__AIM OF THE TASK__
Filter these records by the string "which", copying each line that holds it.

__SUPPLIED MATERIAL__
>>>>>

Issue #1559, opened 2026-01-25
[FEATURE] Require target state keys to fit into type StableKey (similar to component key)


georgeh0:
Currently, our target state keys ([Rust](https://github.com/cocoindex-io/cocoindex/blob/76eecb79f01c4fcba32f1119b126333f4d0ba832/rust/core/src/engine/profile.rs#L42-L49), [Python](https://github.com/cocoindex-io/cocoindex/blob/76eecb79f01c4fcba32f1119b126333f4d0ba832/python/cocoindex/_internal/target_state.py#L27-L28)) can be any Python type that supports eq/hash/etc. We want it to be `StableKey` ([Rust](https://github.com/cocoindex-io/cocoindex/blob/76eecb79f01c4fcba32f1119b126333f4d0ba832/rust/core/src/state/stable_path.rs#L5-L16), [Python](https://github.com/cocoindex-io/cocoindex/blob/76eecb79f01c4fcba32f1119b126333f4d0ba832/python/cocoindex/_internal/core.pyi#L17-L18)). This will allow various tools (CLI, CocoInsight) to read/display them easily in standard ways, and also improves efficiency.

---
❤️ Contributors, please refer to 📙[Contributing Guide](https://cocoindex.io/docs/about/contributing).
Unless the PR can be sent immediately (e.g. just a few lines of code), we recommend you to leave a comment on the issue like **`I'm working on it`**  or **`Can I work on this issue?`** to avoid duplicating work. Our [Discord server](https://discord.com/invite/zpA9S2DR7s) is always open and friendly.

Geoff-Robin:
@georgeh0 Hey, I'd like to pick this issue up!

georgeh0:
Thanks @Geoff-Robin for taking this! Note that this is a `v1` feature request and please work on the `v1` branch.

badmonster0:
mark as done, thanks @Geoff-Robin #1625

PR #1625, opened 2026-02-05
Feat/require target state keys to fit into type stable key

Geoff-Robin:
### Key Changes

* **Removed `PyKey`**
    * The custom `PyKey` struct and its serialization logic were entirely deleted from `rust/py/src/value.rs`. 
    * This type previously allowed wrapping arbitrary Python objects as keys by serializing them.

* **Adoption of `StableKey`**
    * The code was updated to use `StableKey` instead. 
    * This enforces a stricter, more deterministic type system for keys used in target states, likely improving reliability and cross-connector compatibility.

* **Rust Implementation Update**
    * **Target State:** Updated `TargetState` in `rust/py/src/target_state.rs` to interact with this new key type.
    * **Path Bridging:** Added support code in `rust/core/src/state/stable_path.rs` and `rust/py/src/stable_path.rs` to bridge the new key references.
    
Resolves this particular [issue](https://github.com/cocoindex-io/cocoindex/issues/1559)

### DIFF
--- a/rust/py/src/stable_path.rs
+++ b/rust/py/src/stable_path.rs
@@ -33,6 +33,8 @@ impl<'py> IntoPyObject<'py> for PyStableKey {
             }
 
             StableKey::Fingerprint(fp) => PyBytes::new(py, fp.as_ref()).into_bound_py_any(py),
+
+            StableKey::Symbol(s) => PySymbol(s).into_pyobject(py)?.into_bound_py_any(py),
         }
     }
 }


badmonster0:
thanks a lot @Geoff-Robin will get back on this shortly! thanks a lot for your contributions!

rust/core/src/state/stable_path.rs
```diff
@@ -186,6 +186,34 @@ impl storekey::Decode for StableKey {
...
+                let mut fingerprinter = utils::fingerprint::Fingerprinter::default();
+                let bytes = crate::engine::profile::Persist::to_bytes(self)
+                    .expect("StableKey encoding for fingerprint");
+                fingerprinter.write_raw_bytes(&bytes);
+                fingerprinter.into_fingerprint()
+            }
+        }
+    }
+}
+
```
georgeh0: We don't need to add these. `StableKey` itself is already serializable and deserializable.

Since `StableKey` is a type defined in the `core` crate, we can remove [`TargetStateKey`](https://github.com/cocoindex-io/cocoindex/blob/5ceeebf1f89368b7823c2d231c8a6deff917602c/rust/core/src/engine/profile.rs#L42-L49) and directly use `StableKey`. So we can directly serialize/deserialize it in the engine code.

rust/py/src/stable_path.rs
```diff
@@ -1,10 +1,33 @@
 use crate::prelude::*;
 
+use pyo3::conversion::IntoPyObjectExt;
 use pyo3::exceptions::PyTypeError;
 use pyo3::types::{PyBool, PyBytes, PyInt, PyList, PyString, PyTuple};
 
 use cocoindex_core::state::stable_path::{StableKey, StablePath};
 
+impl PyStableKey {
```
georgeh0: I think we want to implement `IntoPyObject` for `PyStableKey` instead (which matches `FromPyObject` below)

<<<<<
>>>>>

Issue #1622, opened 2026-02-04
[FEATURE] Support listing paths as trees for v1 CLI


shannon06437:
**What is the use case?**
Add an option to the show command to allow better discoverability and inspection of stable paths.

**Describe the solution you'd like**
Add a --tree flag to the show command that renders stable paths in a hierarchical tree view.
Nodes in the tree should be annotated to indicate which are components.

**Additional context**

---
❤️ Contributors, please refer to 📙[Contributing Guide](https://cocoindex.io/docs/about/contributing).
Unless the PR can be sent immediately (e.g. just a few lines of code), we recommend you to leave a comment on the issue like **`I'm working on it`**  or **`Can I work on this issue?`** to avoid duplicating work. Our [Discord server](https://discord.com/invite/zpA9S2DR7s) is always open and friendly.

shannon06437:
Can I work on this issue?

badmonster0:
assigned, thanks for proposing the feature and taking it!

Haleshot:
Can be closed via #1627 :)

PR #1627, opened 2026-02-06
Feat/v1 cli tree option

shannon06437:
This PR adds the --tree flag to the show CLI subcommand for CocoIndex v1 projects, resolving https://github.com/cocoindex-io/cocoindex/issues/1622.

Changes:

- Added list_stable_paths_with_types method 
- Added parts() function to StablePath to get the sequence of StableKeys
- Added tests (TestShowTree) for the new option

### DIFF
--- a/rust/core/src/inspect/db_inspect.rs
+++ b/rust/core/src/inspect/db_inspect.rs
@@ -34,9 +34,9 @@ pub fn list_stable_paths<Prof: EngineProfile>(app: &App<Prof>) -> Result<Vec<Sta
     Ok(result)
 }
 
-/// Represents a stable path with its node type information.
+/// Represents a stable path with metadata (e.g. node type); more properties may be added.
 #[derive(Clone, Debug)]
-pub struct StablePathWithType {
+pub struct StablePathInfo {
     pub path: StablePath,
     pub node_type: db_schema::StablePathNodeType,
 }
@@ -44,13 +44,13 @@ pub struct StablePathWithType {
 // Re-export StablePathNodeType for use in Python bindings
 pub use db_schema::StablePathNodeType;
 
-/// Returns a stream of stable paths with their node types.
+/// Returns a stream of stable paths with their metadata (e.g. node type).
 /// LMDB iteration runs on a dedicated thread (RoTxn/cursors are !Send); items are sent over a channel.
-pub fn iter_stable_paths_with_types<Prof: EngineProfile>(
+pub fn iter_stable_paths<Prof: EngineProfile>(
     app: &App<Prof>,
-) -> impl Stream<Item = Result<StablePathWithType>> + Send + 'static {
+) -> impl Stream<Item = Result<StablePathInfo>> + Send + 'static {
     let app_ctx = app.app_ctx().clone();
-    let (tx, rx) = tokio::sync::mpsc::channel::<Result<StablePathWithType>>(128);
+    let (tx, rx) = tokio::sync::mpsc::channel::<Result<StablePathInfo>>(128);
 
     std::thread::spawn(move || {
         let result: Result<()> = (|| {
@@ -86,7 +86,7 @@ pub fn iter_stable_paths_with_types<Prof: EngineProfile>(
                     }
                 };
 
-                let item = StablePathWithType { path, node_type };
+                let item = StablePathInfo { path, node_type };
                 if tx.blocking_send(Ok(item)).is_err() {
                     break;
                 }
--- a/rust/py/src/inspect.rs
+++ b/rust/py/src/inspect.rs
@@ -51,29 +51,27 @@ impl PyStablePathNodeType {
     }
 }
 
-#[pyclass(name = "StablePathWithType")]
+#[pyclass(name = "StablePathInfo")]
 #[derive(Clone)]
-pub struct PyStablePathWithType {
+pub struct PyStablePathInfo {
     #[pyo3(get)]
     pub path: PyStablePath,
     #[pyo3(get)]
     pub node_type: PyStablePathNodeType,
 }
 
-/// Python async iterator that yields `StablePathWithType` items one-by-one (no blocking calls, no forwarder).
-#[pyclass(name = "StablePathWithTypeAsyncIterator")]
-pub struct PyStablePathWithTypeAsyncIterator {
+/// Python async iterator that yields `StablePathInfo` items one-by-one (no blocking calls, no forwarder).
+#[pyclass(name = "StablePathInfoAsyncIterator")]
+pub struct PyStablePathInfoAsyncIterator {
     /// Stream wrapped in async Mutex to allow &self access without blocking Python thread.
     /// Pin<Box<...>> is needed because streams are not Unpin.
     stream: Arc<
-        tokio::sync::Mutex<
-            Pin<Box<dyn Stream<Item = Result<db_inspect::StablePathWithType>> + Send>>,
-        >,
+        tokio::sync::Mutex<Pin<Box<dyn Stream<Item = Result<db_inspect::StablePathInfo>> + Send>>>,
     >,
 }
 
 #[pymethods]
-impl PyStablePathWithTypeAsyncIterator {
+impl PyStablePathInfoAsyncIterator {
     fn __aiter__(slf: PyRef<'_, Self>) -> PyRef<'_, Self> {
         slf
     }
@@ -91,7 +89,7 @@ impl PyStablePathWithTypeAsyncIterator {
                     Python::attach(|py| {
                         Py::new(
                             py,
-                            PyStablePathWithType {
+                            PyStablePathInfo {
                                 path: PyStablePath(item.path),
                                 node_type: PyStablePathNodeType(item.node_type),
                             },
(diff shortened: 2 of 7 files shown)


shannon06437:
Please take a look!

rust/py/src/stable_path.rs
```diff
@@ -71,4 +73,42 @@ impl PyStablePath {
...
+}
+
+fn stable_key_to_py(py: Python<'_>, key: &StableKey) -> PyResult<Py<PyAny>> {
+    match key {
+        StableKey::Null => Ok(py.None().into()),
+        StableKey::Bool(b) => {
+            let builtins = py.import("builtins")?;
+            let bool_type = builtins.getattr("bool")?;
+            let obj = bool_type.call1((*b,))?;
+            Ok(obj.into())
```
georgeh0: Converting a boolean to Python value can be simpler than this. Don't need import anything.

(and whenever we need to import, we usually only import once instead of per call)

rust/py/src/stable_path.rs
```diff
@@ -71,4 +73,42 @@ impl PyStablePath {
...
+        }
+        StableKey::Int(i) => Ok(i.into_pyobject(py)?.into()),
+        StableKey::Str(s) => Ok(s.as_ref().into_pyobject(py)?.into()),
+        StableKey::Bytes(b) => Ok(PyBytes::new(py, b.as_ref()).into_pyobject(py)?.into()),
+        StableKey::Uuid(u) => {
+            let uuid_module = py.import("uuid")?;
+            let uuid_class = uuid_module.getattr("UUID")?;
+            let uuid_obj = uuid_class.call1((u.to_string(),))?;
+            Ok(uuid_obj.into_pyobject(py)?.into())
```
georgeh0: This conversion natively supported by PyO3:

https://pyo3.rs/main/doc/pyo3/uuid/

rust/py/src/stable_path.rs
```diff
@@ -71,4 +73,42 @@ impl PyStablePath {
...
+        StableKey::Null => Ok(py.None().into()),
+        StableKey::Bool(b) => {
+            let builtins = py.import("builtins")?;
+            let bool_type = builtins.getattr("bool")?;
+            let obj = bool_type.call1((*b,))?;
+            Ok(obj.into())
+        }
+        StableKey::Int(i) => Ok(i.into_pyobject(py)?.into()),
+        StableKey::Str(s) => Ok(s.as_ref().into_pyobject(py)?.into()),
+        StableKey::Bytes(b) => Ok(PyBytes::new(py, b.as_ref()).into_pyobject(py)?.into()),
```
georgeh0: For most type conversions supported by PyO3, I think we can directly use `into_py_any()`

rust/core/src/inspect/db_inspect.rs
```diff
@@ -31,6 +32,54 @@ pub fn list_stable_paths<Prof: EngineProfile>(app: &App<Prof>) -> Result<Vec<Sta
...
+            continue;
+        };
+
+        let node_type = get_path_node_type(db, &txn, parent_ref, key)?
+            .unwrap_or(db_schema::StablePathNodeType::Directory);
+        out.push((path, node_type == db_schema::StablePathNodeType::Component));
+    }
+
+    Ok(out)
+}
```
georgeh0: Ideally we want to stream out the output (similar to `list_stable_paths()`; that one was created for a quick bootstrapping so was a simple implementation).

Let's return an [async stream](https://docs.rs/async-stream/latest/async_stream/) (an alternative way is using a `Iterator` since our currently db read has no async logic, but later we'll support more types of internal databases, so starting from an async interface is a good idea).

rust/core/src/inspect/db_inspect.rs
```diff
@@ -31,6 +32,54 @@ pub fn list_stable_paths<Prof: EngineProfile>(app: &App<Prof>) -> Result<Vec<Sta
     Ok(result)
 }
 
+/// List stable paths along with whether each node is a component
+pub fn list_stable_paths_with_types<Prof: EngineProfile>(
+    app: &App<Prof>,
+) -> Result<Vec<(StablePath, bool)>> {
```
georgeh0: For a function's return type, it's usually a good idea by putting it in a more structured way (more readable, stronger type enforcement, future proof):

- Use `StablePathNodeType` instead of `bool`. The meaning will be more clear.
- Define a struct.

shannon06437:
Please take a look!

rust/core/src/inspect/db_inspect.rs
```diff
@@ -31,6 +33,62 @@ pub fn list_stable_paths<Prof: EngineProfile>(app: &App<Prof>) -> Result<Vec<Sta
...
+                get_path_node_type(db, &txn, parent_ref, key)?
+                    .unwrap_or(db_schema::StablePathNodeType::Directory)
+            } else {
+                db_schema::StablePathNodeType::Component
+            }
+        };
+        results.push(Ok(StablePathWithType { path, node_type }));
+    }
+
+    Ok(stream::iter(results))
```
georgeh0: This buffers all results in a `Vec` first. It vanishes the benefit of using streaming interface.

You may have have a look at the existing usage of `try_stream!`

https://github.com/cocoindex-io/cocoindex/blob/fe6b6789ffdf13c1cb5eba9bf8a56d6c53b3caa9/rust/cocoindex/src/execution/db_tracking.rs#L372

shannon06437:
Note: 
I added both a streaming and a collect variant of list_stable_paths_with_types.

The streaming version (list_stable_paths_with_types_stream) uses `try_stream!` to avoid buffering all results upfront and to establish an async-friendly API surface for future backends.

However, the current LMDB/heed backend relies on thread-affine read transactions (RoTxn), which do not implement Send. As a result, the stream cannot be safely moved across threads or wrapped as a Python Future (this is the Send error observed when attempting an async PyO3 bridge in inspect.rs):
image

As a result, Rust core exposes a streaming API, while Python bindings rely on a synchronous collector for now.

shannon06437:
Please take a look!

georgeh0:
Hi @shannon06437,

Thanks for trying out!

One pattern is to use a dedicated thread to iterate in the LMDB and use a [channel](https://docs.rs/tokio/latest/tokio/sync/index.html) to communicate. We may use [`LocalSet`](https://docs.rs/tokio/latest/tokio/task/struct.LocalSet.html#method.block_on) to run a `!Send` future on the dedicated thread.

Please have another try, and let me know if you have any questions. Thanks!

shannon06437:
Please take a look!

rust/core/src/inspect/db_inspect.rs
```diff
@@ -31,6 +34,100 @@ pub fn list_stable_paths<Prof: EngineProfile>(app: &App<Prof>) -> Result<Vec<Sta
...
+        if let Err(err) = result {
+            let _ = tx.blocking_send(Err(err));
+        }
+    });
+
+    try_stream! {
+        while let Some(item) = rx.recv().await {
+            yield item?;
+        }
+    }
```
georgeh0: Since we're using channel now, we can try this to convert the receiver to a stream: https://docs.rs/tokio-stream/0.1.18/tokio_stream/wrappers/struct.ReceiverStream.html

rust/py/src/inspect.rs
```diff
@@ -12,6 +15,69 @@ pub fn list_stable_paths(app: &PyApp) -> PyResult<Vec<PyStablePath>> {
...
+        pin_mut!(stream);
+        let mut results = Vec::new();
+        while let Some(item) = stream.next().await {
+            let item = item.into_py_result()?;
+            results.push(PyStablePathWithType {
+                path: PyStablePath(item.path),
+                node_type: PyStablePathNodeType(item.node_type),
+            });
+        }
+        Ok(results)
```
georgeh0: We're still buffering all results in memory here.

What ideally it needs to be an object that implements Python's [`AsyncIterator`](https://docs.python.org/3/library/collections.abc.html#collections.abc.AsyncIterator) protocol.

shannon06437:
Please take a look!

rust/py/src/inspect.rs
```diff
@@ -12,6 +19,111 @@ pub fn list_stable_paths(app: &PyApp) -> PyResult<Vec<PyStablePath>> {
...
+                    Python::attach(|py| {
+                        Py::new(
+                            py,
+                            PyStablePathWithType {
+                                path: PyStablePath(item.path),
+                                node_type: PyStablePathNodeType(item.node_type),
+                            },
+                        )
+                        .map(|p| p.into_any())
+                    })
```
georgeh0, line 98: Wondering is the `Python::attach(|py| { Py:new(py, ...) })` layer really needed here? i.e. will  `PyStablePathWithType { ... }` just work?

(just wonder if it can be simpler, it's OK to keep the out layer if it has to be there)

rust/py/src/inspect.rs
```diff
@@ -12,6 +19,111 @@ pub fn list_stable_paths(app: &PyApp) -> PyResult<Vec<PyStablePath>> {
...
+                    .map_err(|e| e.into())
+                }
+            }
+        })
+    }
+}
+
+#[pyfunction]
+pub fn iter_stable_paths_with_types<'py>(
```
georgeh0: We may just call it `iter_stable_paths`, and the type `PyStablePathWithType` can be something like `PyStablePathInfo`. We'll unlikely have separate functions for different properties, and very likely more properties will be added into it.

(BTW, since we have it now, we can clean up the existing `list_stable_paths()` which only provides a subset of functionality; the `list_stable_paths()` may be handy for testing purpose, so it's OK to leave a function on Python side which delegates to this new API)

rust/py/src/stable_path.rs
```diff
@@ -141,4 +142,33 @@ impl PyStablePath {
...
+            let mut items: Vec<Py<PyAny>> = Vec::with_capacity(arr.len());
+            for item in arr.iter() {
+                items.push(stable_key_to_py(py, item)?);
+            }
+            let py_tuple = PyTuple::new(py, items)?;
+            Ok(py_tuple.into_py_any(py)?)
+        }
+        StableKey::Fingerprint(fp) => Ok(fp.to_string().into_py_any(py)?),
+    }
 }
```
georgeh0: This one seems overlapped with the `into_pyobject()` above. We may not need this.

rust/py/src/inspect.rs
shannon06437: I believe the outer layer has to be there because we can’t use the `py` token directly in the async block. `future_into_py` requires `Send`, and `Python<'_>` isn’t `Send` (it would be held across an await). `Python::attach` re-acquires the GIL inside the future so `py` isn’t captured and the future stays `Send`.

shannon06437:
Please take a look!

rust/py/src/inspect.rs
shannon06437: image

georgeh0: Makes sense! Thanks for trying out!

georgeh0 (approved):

<<<<<

__REPLY__
georgeh0: I think we want to implement `IntoPyObject` for `PyStableKey` instead (which matches `FromPyObject` below)
Nodes in the tree should be annotated to indicate which are components.
However, the current LMDB/heed backend relies on thread-affine read transactions (RoTxn), which do not implement Send. As a result, the stream cannot be safely moved across threads or wrapped as a Python Future (this is the Send error observed when attempting an async PyO3 bridge in inspect.rs):
(BTW, since we have it now, we can clean up the existing `list_stable_paths()` which only provides a subset of functionality; the `list_stable_paths()` may be handy for testing purpose, so it's OK to leave a function on Python side which delegates to this new API)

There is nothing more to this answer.